Copio un fragmento de lo que dice la Wilkipedia sobre la palabra disciplina:
“La disciplina significa instruir a una persona o animal a tener un determinado código de conducta u orden. En el campo del desarrollo del niño, la disciplina se refiere a los métodos de formación del carácter y de la enseñanza de auto-control y de un comportamiento aceptable, por ejemplo, enseñar a un niño a lavarse sus manos antes de las comidas”.
También dice lo siguiente sobre el disciplinador:
“… una persona que impone orden”.
Y para acabar de pegar fragmentos selecciono uno que hace referencia a los castigos asociados a la disciplina:
“… por lo general el término "disciplina" tiene una connotación negativa. Esto se debe a la necesidad de mantener el orden - es decir, que las instrucciones de garantizarlo se lleven a cabo.

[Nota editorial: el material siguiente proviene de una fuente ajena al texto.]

Issue #604, opened 2016-10-23
reflect-metadata should be a peer dependency


waterfoul:
- **I'm submitting a ...**
- [X] bug reporttemplate.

El orden es a menudo regulado a través del castigo”.
Toda esta introducción es para decir que creo necesaria la disciplina a la hora de educar a un niño; y que hace falta alguien que ponga orden en la vida de ese niño; y que además se puede hacer sin apenas recurrir a los castigos que, me temo, es lo que se nos viene a la cabeza cuando pensamos en disciplinar a un niño.
El arte de disciplinar a un niño: algunas sugerencias
1. Ten las antenas puestas para “cazar” a tu hijo haciendo algo bien y felicítale por lo que ha hecho, por ejemplo: “¡Vaya, qué bien has recogido tu cuarto! ¡Buen trabajo!”. Tu comentario es un premio para el niño que le motivará a repetir esa conducta.
2. Es mejor que le felicites por lo que hace y no por lo que es. Si le alabas como persona y comete un fallo, es probable que se avergüence de sí mismo y que llegue a pensar que es un desastre. Si alabas lo que ha hecho y en otra ocasión mete la pata es fácil ayudarle a enmendar ese error de comportamiento sin que se sienta avergonzado.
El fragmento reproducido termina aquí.